Сказал также Иисус ученикам: невозможно не прийти соблазнам, но горе тому, через кого они приходят.
(Евангелие от Луки 17:1)
Встреча прошла успешно. Мой новый спонсор, найденный по наводке Рене Леже, погасил все мои карточные долги, займы в магазинах на наряды, долги в заведениях, где мне давали отсрочку по старой дружбе. Снял уютную квартиру в центре, обеспечил охрану и предоставил личного водителя.
Мне с ним было интересно. Вообще, одна из причин, почему эта профессия меня не отпускает, заключается в мыслях мужчин. О чем думает и говорит женщина? О кухне, болезнях, туфлях, астрологии, ремонте. А о чем думают и говорят мужчины? О людях и о причинах каких-либо событий. Не о непослушных соседских детях, а о восстании в другой стране. Не о том, кто разбил сердце, а о том, кто нарушил мирное соглашение. Не о завистницах, а о теориях государственных тайн.
Мы вели исключительно партнерские отношения. Я приезжала к нему домой раз в два дня. В моей же студии он не был ни разу. Его особняк был очень красив снаружи и вместе с тем до ужаса странный внутри.

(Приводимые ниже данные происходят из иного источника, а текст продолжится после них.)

PR #3676, opened 2022-01-18
3672 Add more messages for AUC warning

### LINKED ISSUE #3672: Change exception to warning in AUC metric
Currently, when the input data is all 0 or all 1, AUC will raise an error:
https://github.com/Project-MONAI/MONAI/blob/dev/monai/metrics/rocauc.py#L69

@SachidanandAlle , @madil90 , and our internal QAs all encountered this error in classification tasks before, especially when **verifying the pipeline with very few samples**. For example, it's easy to trigger the exception in chest X-ray classification task as the task has 15 classes, easy to get all 0 or all 1 samples for a class.

I would like to change the exception to warning and skip the AUC computation for this case, or add a flag to control whether a warning or exception?
@ericspod @wyli @rijobro Do you guys have any other concerns?

Thanks in advance.

Nic-Ma:
Fixes #3672 .

### Description
This PR enhanced the warning messages according to @ericspod 's comment https://github.com/Project-MONAI/MONAI/issues/3672#issuecomment-1015532297.

### Status
**Ready**

### Types of changes


ericspod (approved):

monai/metrics/rocauc.py
```diff
@@ -66,9 +66,17 @@ def aggregate(self):  # type: ignore
...
-        warnings.warn("y values must be 0 or 1, can not be all 0 or all 1, skip AUC computation and return `Nan`.")
+    y_unique = y.unique()
+    if y_unique.equal(torch.tensor([0], dtype=y.dtype, device=y.device)):
+        warnings.warn("y values can not be all 0, skip AUC computation and return `Nan`.")
         return float("nan")
+    if y_unique.equal(torch.tensor([1], dtype=y.dtype, device=y.device)):
+        warnings.warn("y values can not be all 1, skip AUC computation and return `Nan`.")
+        return float("nan")
+    if not y_unique.equal(torch.tensor([0, 1], dtype=y.dtype, device=y.device)):
+        warnings.warn("y values must be 0 or 1, skip AUC computation and return `Nan`.")
```
wyli, line 77: perhaps just print `y_unique` in the message instead of 3 comparisons?

Nic-Ma: Hi @wyli ,

Thanks for your suggestion, the problem is that: if users forgot to convert labels to [0, 1], it may have many many unique values.
How about change it to 2 prints: (1) all 0 or all 1, (2) not only [0, 1] ?

BTW, I think the sklearn solution you shared also have 3 separated errors for this check:
https://github.com/scikit-learn/scikit-learn/blob/7e1e6d09bcc2eaeba98f7e737aac2ac782f0e5f1/sklearn/metrics/_ranking.py#L991
https://github.com/scikit-learn/scikit-learn/blob/7e1e6d09bcc2eaeba98f7e737aac2ac782f0e5f1/sklearn/metrics/_ranking.py#L1000
https://github.com/scikit-learn/scikit-learn/blob/7e1e6d09bcc2eaeba98f7e737aac2ac782f0e5f1/sklearn/metrics/_ranking.py#L549

Thanks.

wyli: I think if `y_unique` has many elements we can only print first a few?

Nic-Ma: Hi @wyli ,

I simplified the logic in the latest commit, could you please help review it again?
Some test result:
```
y values can not be all 1.0, skip AUC computation and return `Nan`.
y values can not be all 0.0, skip AUC computation and return `Nan`.
..y values must be 0 or 1, but in [0.0, 1.0, 2.0, 3.0], skip AUC computation and return `Nan`.
```

Thanks in advance.

PR #3687, opened 2022-01-20
remove tensor-array conversion in `Orientation`

wyli:

### Description
non-breaking update to avoid tensor <-> ndarray conversion for the input image in `Orientation` transform

### Status
**Ready**

### Types of changes

### DIFF
--- a/monai/transforms/spatial/array.py
+++ b/monai/transforms/spatial/array.py
@@ -330,7 +330,7 @@ class Orientation(Transform):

Начиная с кричащих расцветок и заканчивая прислугой. У Османа почти в каждой комнате было по канарейке или попугаю. В гостиной перед камином часто можно было увидеть разложившихся трех французских бульдогов – двух мальчиков и одну девочку. Также в прихожей стояла клетка с маленькой обезьянкой, которую два раза в день выгуливали на поводке из страз. Я так и не поняла, какие чувства испытывала к этому: то умиление, то жалость, то, почему-то, стыд. «Изюминкой», если можно так выразиться, среди обитателей этого дома была карлица Джоти. Однажды охранник, приставленный к Осману, сказал, что это умственно отсталая сестра Османа. Потом он сделал паузу и уже со страхом в глазах попросил ничего не спрашивать об этом у «хозяина», тем самым не выдавая его. Все стены дома были увешаны картинами красавиц и животных, некоторые из которых были порнографического характера.
Весь этот дом был неимоверно странным, местами даже неприятным. Меня пленил в нем лишь один проблеск света – подлинник картины Тициана Вечеллио «Кающаяся Мария Магдалина». Еще секунду назад она была грешницей. Но в данный момент ее тело не создано для привлечения похотливых взглядов. В красном стыде она судорожными движениями рук прикрывает свое тело, сминая податливую под ее силой ткань. Ее слезы указывают на горькое сожаление о злостном использовании подаренной Богом красоты. На фоне уже темнеющей синевы неба виден проблеск оранжевых оттенков – это закат, означающий закат ее эпохи в качестве куртизанки.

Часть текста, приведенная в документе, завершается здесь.